Several things need to be done before we could build our machine learning models. To begin with, we needed to clean up the training and test data.

  1. We dropped the event with missing labels.
  2. We standardized the output labels: labels using different words but having the same meaning are unified into the same words, and transferred labels to binary vectors.
  3. We normalized the input (event descriptions) by deleting meaningless symbols ({ }, ( ), @, #, etc.), removing stop wordsand stemming.


Stemming Example

After cleaning, we performed word embedding on our event descriptions. After trying different embedding models such as skip-gram, continuous bag-of-words, and GloVe, we decided to use TF-IDF of bigrams for both classification accuracy and performance considerations.

Skip-gram Model

Training and Testing Models

Once the data was prepared, we were ready to implement machine learning models for classification. We tried lots of learning algorithms, such as random forests, gradient boosting, neural networks, ridge regression, etc. The best models we have built are using C-SVM with classifier chains. These models got amazing classification results on the test set, with an accuracy of 95.20% for labeling the “Project Tags”, an accuracy of 93.25% for labeling the “Audiences”, and an accuracy of 92.11% for labeling the “Goals”.

Process Overview
Support Vector Machine


Accuracies were measured by counting the percentages of correct labels. For instance, if we only consider the “Audiences" of one outreach event, 11 possible types of audiences can be associated with this event, and the correct labeling is audience type 3, type 4, and type 5. But if our model only labels type 3 and type 4 for this event, it gets an accuracy of 10/11, because it only labels type 5 wrong. All the other labels are either correct labeled (type 3 and 4) or correct unlabeled (type 1,2,6,7,8,9,10,11). Some people might argue that if this model did not label anything to each event, the accuracy would still be high, because the model correctly “unlabeled” many labels. This is true, but it does not mean that our C-SVM models are not good. Because if we set the output of our models to be all zeros, we got an accuracy of 78.1% for labeling the “Project Tags”, an accuracy of 77.3% for labeling the “Audiences”, and an accuracy of 77.5% for labeling the “Goals”. We also measured that 51.6% of events have all the “Project Tags” correctly labeled, 51.2% of events have all the “Audiences” correctly labeled, and 50.9% of events have all the “Goals” correctly labeled. Thus, our models do recognize important features within the text and assign accurate labels.

Final Results

After cleaning up the event descriptions collected by our web scraper and performing word embedding for them, we could use our learning models to label these autonomously collected data.
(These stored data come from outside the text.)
PR #1251, opened 2021-08-30
window-list: restore grouping radio button selection on startup

### LINKED ISSUE #1250: Windows list problem: loss of config
#### Expected behaviour
When windows grouping is configured  to be 'Always', then it remains so until configured otherwise.

#### Actual behaviour
Windows grouping configuration is lost on each login. Instead of the configured 'Always' it comes up with 'Never'.
Additionally, I have a vertical panel, and the behavior of 'Never' is quite strange there: when starting new instances of an application, instead of getting new icons,  the icons are grouped, but the height of the group is increasing. And the strangest of all is that the heights of the other application icons in the window list grow in parallel. The operation of the windows list in a horizontal panel seems to be all right.

#### MATE general version
1.26.0 

#### Linux Distribution
Fedora 34

mbkma:
This commit should probably be in 1.26.1.
Fixes #1250

### DIFF
--- a/applets/wncklet/window-list.c
+++ b/applets/wncklet/window-list.c
@@ -43,11 +43,11 @@
 #define WINDOW_LIST_PREVIEW_SCHEMA "org.mate.panel.applet.window-list-previews"
 #endif /* HAVE_WINDOW_PREVIEWS */
 
-enum TasklistGroupingType {
+typedef enum _TasklistGroupingType {
   TASKLIST_NEVER_GROUP,
   TASKLIST_AUTO_GROUP,
   TASKLIST_ALWAYS_GROUP
-};
+} TasklistGroupingType;
 
 typedef struct {
 	GtkWidget* applet;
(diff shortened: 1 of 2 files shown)


lukefromdc (commented):
I found that the issue could also be invoked simply by restarting mate-panel. With this commit, the window list menu's radio buttons now save your configuration, but it is not actually applied (only shown as applied in the applet's  right click menu) on restarting the panel.

In master the user's configuration is not saved in the menu either. Thus, we have the menu saving the configuration, but we still need to read it and apply it on starting the panel

lukefromdc (approved):
This now works as intended, looks good to go on my end

mbkma:
Please wait a moment with reviewing as I am restructuring this PR.

mbkma:
see #1252

raveit65:
I guess this branch can be deleted?

mbkma:
yes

The figure below shows some raw data generated by machine learning. Select year 2018 from the left menu to see all the data provided by web scraping and machine learning.

Future Considerations

There are ways to further improve the multi-label classification accuracies. For example, if we have more data to train our deep learning models and find better ways to construct different layers, we can achieve much higher accuracy than the current neural network models do. Besides, advanced embedding models (e.g. GloVe and continuous bag-of-words) usually work better than simple models such as bag-of-words and TF-IDF. We did not choose advanced models because they took a very long time to embed descriptions and train our learning models. But, given more time to study advanced embedding models and optimize our implementations, we are confident that we can speed up the training process.